El oro de Galicia fue el volframio

Las necesidades bélicas cambiaron por completo la economía de O Barbanza

O Barbanza, como si de una pequeña California se tratase, vivió su fiebre minera con el volframio, un metal que la Segunda Guerra Mundial convirtió en estratégico y que situó a la comarca en el centro del espionaje alemán y aliado. El III Reich conocía las virtudes del volframio, usado para reforzar el acero de los cañones. Pero el suelo alemán carecía de este metal, así que los nazis se lanzaron a su explotación en O Barbanza y otras zonas del norte peninsular. La vida de los vecinos de la comarca cambió radicalmente.

Detrás de la fiebre del volframio está la historia de una población empobrecida que de la noche a la mañana se vio con los bolsillos llenos. Esta parte, "la más olvidada", centrará el proyecto de investigación etnoarqueológica sobre la industria del volframio en O Barbanza en la que ya están inmersos la gestora cultural Alicerce y el Laboratorio de Patrimonio (LaPa), vinculado al CSIC. "La explotación del volframio provocó un cambio profundo en la mentalidad de la gente. En un país marcado por la miseria, sirvió para lograr ingresos extra e incluso para amasar fortunas que se ganaban de día y se gastaban de noche", explica el representante de Alicerce, Leonardo González.
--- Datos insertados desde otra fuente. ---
PR #14672, opened 2026-03-06
server: remove duplicate template parse and debug print in create

majiayu000:
## Summary

- Remove duplicate `template.Parse` call in `setTemplate` (called twice on the same input)
- Remove leftover `fmt.Printf("removing old messages\n")` debug statement in `setMessages`

## Test plan

- [x] All existing `TestCreate*` tests pass without regression


guicybercode (commented):
nice

PR #14676, opened 2026-03-06
Preserve thought signatures in tool calls and messages (fix #14567)

### LINKED ISSUE #14567: Bug: gemini-3-flash-preview:cloud - Function Calling returns 400 (missing thought_signature)

willificent:
## Summary
This PR fixes Issue #14567 where tool calls with Gemini 3 models (and some Anthropic models) would fail with a "400 Bad Request" error.

The root cause was that Ollama's internal `api.Message` and `api.ToolCallFunction` structs were missing fields for reasoning signatures (`signature` and `thought_signature`). These signatures are mandatory for some models to link a reasoning block to a subsequent tool call in the conversation history. Because Ollama was "lossy" during JSON unmarshaling/remarshaling, these signatures were dropped, making the conversation history invalid for the next turn.

## Changes
- **`api/types.go`**: Added `Signature` to `Message` struct and `ThoughtSignature` to `ToolCallFunction` struct.
- **`anthropic/anthropic.go`**: Updated conversion logic to extract and pass through signatures.
- **`openai/openai.go`**: Updated OpenAI compatibility layer to preserve signatures and reasoning blocks.
- **`middleware/anthropic.go`**: Updated assistant message building and stream conversion to include signatures.
- **Tests**: Added regression tests in `api`, `anthropic`, and `openai` packages to ensure these fields are correctly preserved across API boundaries.

## Test plan
- Verified that all modified packages pass tests with `go test ./api ./anthropic ./openai`.
- Added specific test cases to `api/types_test.go`, `anthropic/anthropic_test.go`, and `openai/openai_test.go` that verify signature preservation through JSON round-trips.

Fixes #14567

### DIFF
--- a/anthropic/anthropic.go
+++ b/anthropic/anthropic.go
@@ -386,6 +386,7 @@ func convertMessage(msg MessageParam) ([]api.Message, error) {
 		var images []api.ImageData
 		var toolCalls []api.ToolCall
 		var thinking string
+		var signature string
 		var toolResults []api.Message
 		textBlocks := 0
 		imageBlocks := 0
@@ -489,6 +490,9 @@ func convertMessage(msg MessageParam) ([]api.Message, error) {
 				if t, ok := blockMap["thinking"].(string); ok {
 					thinking = t
 				}
+				if s, ok := blockMap["signature"].(string); ok {
+					signature = s
+				}
 
 			case "server_tool_use":
 				serverToolUseBlocks++
@@ -525,6 +529,7 @@ func convertMessage(msg MessageParam) ([]api.Message, error) {
 				Images:    images,
 				ToolCalls: toolCalls,
 				Thinking:  thinking,
+				Signature: signature,
 			}
 			messages = append(messages, m)
 		}
@@ -659,8 +664,9 @@ func ToMessagesResponse(id string, r api.ChatResponse) MessagesResponse {
 
 	if r.Message.Thinking != "" {
 		content = append(content, ContentBlock{
-			Type:     "thinking",
-			Thinking: ptr(r.Message.Thinking),
+			Type:      "thinking",
+			Thinking:  ptr(r.Message.Thinking),
+			Signature: r.Message.Signature,
 		})
 	}
 
@@ -801,6 +807,35 @@ func (c *StreamConverter) Process(r api.ChatResponse) []StreamEvent {
 				Delta: Delta{
 					Type:     "thinking_delta",
 					Thinking: r.Message.Thinking,
+				},
+			},
+		})
+	}
+
+	if r.Message.Signature != "" && !c.thinkingDone {
+		if !c.thinkingStarted {
+			c.thinkingStarted = true
+			events = append(events, StreamEvent{
+				Event: "content_block_start",
+				Data: ContentBlockStartEvent{
+					Type:  "content_block_start",
+					Index: c.contentIndex,
+					ContentBlock: ContentBlock{
+						Type:     "thinking",
+						Thinking: ptr(""),
+					},
+				},
+			})
+		}
+
+		events = append(events, StreamEvent{
+			Event: "content_block_delta",
+			Data: ContentBlockDeltaEvent{
+				Type:  "content_block_delta",
+				Index: c.contentIndex,
+				Delta: Delta{
+					Type:      "signature_delta",
+					Signature: r.Message.Signature,
 				},
 			},
 		})
--- a/anthropic/anthropic_test.go
+++ b/anthropic/anthropic_test.go
@@ -7,6 +7,8 @@ import (
 	"testing"
 
 	"github.com/google/go-cmp/cmp"
+	"github.com/stretchr/testify/assert"
+	"github.com/stretchr/testify/require"
 
 	"github.com/ollama/ollama/api"
 )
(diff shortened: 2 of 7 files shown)


bresleveloper:
any news about this issue?
i really want to use the model

willificent:
I also hope this gets resolved soon. In the meantime it is possible to use the model today by using the OpenAI compatibility endpoint (/v1) instead of the native Ollama endpoint.

bresleveloper:
> I also hope this gets resolved soon. In the meantime it is possible to use the model today by using the OpenAI compatibility endpoint (/v1) instead of the native Ollama endpoint.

Muchas fortunas se hicieron a expensas del trabajo de los presos republicanos La mayoría de las minas dejaron de ser rentables al acabar la guerra

La del volframio fue una explotación intensa pero breve en el tiempo. El mineral dejó de interesar al concluir en 1945 la Segunda Guerra Mundial y, aunque volvió a repuntar con la guerra de Corea (1951-1953), nunca lo hizo con la misma intensidad. "Excepto la mina de San Finx, en Lousame, la mayoría eran pequeñas y poco rentables", cuenta González. El investigador calcula que hubo entre 50 y 70 minas en toda la comarca, pero sacar cuentas es difícil porque no siempre existían las debidas concesiones mineras. "Se creó toda una economía sumergida alrededor del volframio, muy común en el bateo de los ríos". Tampoco es fácil hablar de una cifra exacta de trabajadores, porque buena parte de ellos no tenían nómina y cobraban en función de lo extraído. Una nebulosa legal a la que hay que añadir los muertos por silicosis y la presencia de un movimiento sindical y guerrillero en los primeros años de la posguerra. "Las investigaciones arqueológicas responden a necesidades del presente y, en ese sentido, este proyecto tiene que ver también con la Memoria Histórica", reconoce Xurxo Ayán, representante del LaPa. "Mucha gente se hizo rica a expensas de los presos republicanos que fueron llevados a trabajar a las minas", asegura.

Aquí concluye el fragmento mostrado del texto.